Work request
In the entries below, find each line where the word "whether" appears and give only the total count of such lines.

Material for this task
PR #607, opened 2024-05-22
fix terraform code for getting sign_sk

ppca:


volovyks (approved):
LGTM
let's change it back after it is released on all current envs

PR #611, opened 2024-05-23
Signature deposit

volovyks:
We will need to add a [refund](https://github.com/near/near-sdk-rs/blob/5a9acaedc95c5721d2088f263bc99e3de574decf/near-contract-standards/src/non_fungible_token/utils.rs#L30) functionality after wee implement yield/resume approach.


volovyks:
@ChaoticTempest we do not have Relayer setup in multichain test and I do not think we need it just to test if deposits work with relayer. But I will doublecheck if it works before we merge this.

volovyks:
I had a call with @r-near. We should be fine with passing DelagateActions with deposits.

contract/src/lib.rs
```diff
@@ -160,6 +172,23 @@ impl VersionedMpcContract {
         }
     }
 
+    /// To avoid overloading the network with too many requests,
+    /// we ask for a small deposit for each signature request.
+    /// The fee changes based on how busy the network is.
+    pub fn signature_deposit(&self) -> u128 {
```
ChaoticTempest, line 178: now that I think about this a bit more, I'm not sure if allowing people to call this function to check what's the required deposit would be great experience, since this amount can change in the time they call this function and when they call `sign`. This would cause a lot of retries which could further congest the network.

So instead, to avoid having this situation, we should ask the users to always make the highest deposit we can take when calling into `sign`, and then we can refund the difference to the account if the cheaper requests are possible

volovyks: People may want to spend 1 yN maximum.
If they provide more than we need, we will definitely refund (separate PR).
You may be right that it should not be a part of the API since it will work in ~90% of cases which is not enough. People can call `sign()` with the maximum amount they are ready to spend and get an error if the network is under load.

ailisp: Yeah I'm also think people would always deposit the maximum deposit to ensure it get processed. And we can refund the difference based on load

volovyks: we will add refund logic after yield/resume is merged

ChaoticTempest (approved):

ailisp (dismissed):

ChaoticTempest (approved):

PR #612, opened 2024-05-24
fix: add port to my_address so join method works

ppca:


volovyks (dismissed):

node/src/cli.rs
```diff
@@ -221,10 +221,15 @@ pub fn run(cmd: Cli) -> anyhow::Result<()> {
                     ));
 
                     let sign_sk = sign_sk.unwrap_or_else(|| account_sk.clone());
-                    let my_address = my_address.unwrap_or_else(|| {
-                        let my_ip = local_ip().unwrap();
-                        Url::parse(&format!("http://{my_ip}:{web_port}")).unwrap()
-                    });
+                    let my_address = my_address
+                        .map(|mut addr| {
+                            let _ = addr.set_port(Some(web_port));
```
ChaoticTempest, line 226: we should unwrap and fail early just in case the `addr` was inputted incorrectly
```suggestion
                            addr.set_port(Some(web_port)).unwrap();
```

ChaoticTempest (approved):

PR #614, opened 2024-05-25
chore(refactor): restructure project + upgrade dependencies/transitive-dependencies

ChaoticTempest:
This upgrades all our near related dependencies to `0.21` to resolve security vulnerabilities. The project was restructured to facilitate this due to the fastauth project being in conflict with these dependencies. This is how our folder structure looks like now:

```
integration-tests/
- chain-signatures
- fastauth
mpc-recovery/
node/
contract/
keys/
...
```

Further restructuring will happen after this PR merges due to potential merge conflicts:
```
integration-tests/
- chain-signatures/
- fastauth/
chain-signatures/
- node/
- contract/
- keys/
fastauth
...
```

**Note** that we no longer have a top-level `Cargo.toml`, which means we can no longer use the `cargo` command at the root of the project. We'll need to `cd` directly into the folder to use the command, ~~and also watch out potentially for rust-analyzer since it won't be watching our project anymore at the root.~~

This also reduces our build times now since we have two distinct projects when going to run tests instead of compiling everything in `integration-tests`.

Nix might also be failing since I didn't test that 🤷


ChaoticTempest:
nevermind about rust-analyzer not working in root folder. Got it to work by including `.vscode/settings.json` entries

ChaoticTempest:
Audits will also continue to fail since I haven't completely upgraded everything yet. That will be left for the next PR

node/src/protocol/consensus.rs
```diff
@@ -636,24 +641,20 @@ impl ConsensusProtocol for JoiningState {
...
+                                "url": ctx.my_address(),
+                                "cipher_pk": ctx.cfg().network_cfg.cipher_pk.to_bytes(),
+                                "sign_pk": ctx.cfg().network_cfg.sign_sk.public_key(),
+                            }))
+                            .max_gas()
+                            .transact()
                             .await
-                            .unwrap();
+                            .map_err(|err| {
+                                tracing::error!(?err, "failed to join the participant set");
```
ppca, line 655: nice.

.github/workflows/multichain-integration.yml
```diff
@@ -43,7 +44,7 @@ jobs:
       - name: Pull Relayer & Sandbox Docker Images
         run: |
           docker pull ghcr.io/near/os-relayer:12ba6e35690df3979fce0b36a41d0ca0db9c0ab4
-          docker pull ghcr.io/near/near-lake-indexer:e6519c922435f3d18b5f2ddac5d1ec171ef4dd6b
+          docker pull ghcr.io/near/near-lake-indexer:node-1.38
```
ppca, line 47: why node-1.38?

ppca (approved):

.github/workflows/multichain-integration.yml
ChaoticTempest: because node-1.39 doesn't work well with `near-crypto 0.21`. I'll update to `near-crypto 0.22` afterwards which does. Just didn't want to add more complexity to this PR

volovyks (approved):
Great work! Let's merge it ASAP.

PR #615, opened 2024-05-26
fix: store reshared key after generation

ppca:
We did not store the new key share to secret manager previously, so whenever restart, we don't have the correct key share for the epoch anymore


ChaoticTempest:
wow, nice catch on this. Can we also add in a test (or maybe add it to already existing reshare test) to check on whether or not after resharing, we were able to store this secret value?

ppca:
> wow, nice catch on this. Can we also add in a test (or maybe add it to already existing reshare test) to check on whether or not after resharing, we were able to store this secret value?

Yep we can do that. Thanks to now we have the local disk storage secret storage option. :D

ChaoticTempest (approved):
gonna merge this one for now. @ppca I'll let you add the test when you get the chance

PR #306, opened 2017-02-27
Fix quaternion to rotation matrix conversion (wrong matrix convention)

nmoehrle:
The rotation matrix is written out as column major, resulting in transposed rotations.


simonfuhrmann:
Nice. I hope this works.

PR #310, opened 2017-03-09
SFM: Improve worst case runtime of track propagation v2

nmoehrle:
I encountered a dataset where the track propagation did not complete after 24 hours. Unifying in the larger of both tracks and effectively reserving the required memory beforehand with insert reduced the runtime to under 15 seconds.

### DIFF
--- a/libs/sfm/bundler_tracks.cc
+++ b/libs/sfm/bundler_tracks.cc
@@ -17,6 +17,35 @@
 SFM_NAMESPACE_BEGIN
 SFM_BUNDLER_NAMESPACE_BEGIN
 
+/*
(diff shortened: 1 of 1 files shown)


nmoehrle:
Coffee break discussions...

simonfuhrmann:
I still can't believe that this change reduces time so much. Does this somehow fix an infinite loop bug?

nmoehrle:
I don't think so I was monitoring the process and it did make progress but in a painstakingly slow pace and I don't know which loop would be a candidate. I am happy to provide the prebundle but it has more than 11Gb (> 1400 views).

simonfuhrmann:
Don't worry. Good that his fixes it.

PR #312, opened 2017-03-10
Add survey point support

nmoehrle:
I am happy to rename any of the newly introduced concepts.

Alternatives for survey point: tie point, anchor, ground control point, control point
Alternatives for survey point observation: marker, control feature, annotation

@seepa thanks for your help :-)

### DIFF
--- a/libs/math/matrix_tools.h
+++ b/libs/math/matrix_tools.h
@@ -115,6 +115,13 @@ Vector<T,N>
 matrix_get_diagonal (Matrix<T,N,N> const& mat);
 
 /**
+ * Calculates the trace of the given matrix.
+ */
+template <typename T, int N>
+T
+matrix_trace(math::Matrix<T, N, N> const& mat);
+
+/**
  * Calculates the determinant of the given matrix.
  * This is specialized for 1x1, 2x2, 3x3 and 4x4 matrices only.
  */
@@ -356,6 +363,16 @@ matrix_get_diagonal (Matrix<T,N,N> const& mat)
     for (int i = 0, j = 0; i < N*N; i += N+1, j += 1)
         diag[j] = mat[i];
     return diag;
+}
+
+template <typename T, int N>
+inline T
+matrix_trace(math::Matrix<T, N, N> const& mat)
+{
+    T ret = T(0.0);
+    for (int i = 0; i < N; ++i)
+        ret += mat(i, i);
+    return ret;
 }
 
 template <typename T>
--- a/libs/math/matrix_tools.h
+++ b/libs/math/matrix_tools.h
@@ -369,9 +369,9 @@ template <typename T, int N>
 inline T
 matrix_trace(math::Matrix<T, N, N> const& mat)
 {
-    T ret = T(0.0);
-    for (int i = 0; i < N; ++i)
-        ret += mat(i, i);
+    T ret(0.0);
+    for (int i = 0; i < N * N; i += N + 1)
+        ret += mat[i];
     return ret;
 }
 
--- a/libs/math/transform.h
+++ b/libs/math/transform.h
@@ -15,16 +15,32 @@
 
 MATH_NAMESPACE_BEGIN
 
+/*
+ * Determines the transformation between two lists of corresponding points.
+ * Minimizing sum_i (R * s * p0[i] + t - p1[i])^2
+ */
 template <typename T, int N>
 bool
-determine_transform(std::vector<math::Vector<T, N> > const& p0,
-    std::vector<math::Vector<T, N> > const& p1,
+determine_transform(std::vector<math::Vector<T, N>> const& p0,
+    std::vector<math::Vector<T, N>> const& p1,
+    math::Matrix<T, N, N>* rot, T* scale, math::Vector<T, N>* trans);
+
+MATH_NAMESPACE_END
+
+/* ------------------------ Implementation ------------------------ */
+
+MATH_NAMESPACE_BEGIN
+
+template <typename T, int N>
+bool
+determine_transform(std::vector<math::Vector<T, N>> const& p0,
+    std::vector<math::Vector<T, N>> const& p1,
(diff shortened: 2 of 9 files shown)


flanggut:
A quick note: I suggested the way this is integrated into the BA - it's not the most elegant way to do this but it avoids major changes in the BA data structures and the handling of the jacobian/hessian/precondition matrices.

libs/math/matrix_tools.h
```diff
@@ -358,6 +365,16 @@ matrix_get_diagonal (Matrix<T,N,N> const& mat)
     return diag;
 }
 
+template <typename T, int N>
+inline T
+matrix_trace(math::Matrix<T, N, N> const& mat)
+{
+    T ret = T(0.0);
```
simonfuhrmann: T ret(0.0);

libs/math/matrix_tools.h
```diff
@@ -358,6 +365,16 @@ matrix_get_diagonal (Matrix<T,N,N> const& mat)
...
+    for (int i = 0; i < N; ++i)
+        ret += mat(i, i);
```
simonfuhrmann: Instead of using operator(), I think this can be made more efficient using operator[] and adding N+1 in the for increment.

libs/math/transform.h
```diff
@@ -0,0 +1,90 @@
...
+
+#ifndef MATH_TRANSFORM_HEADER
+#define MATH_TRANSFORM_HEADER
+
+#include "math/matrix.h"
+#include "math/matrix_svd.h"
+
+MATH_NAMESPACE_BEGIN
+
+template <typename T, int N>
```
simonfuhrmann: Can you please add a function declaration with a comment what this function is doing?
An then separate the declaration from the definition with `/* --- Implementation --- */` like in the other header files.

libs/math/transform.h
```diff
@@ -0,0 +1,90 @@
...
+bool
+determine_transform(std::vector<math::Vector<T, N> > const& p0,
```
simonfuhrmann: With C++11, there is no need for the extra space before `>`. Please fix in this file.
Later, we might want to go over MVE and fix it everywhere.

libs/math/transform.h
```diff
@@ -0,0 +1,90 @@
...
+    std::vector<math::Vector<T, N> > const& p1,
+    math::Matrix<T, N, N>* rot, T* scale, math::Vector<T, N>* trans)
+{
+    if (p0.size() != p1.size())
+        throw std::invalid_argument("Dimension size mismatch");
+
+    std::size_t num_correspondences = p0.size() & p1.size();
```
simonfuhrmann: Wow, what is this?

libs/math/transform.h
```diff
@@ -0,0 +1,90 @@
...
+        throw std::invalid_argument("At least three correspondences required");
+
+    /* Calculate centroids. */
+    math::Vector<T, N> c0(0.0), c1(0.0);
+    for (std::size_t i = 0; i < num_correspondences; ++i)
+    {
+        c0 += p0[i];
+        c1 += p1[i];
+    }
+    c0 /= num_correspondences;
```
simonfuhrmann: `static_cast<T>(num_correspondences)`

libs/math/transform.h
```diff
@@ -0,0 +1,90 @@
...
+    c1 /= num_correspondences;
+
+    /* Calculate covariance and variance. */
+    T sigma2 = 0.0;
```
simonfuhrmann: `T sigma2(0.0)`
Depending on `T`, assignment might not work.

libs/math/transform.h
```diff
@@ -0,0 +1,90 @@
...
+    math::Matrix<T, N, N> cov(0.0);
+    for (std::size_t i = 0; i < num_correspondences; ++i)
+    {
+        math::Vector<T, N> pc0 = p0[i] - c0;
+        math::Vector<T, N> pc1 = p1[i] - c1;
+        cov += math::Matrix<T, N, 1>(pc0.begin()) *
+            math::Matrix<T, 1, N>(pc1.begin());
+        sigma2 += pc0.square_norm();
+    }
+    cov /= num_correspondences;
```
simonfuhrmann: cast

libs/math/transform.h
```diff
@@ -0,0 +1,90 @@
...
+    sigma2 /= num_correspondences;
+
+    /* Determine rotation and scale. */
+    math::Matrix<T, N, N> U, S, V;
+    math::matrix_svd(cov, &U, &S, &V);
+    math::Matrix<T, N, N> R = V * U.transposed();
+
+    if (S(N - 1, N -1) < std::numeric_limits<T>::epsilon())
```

Task output
2